先日、コウノトリの卵が孵化したなどとニュースになっていました。ついでに、近隣の農地では無農薬に取り組んでいて、コウノトリが生活していける基盤を作っている・・・とかいう話があって、美談みたいになっているのですが、正直言って農薬がコウノトリ衰退に関係あると考えている人たちのことが不思議でしょうがありません。


 コウノトリやトキなどの絶滅危機の原因は農薬や減反政策にあるとよく言われています。ほとんど常識のようになっていますが、絶対に間違いです。理由は明確です。


 生き物が種として存続していくためにはかなりまとまった数が必要です。例えば、たった10羽くらいが生息していたとしてもそんな種は絶滅までのカウントダウン状態です。近親配合による体質の弱体化や何らかの理由での死亡によって、10羽の状態からこつこつ増えて大繁栄することはまずありえません。数については見解にいろいろあるでしょうが、安定して存在していくには最低限500羽くらいは必要なようです。滅亡の原因があるとすれば、最低限必要な生息数を下回った頃にその原因を探すべきです。

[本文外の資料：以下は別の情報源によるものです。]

PR #680, opened 2019-09-09
Fix version mismatch notification and notification utils bug

### LINKED ISSUE #674: User not notified about session invitation failure when an error occurs.
Users are not notified that the session negotiation failed because of a version mismatch (the Saros version of the negotiation participants were not compatible). Instead, the negotiation just fails silently.

A better behavior would be to show a notification to the user stating this fact.

tobous:
#### [FIX][I] Fix project selection logic for notifications

Adjusts the notification panel logic to use the session project or, if
no such project is available, use the last focused project. This
guarantees that a project is always specified to guarantee that the
notification is always displayed as a pop-up.

Indirectly fixes a bug where the old logic requesting the Project object
directly from the plugin context was still used in
UIProjectUtils.getProjectFromSession(). This lead to the method always
returning null, even if a shared project was available.

Adds a method to check whether the shared IDE context is completely
initialized. This is needed as it is not guaranteed that the
notification logic is only called after the initialization. This is only
a workaround. The logic should be improved to better handle calls in the
uninitialized state.

Subsequently removes the method UIProjectUtils.getSharedProject() as it
is no longer used.

#### [FIX][I] #674 Show notification if outgoing session negotiation errors

Adjusts the logic in NegotiationHandler to display a user notification
when the outgoing session negotiation exist with an error status. This
is only a temporary fix. In the long-term, the usage of UIMonitoredJob
should be replaced by a generic implementation based on
ProgressMonitorAdater that handles all of these cases for all calls.

Fixes #674.

### DIFF
--- a/intellij/src/saros/core/ui/eventhandler/NegotiationHandler.java
+++ b/intellij/src/saros/core/ui/eventhandler/NegotiationHandler.java
@@ -122,7 +122,7 @@ public class NegotiationHandler implements INegotiationHandler {
     OutgoingInvitationJob(OutgoingSessionNegotiation negotiation) {
       super(
           MessageFormat.format(
-              Messages.NegotiationHandler_inviting_user, getNickname(negotiation.getPeer())));
+              Messages.NegotiationHandler_session_processing, getNickname(negotiation.getPeer())));
       this.negotiation = negotiation;
       peer = negotiation.getPeer().getBase();
     }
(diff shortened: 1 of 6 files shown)


intellij/src/saros/intellij/ui/util/UIProjectUtils.java
```diff
@@ -69,7 +58,13 @@ private Project getProjectFromSession() {
       return null;
     }
 
-    return currentSession.getComponent(Project.class);
+    SharedIDEContext sharedIDEContext = currentSession.getComponent(SharedIDEContext.class);
```
srossbach: Nullcheck missing.

intellij/src/saros/intellij/ui/Messages.java
```diff
@@ -85,10 +85,12 @@
   public static String ConnectButton_connect_to_new_account_title;
   public static String ConnectButton_connect_to_new_account_message;
 
-  public static String NegotiationHandler_canceled_invitation;
-  public static String NegotiationHandler_canceled_invitation_text;
-  public static String NegotiationHandler_error_during_invitation;
-  public static String NegotiationHandler_error_during_invitation_text;
+  public static String NegotiationHandler_session_local_error_title;
```
srossbach: I do not know if it is a good decision to mix session_negotiation and invention. Just stick to one wording (I do not prefer session negotiation and not invitation)

intellij/src/saros/core/ui/eventhandler/NegotiationHandler.java
```diff
@@ -136,33 +136,41 @@ protected IStatus run(IProgressMonitor monitor) {
...
+
             return new Status(
                 IStatus.ERROR, SarosComponent.PLUGIN_ID, negotiation.getErrorMessage());
           case OK:
             break;
           case REMOTE_CANCEL:
             NotificationPanel.showInformation(
-                MessageFormat.format(Messages.NegotiationHandler_canceled_invitation_text, peer),
-                Messages.NegotiationHandler_canceled_invitation);
+                MessageFormat.format(
```
srossbach: Duplicated code. Maybe you can declare: String title, message at the top of the method an then assign the values. This is easier to read because you generate the message e.g 2 times here in this section.

intellij/src/saros/intellij/ui/util/UIProjectUtils.java
tobous: Done.

intellij/src/saros/core/ui/eventhandler/NegotiationHandler.java
tobous: Done.

intellij/src/saros/intellij/ui/Messages.java
tobous: Done.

 さてトキやコウノトリは、大正時代か昭和初期には大幅に生息数を減らしていました。トキなんか、大正時代にはすでに幻の鳥扱いで、ほとんど絶滅したと思われていました。佐渡で少数が発見されたのは昭和になってからで、しかしその時点でも密漁が行われて数を思い切り減らしています。コウノトリも大幅に数を減らしたのは昭和初期以前と考えられます。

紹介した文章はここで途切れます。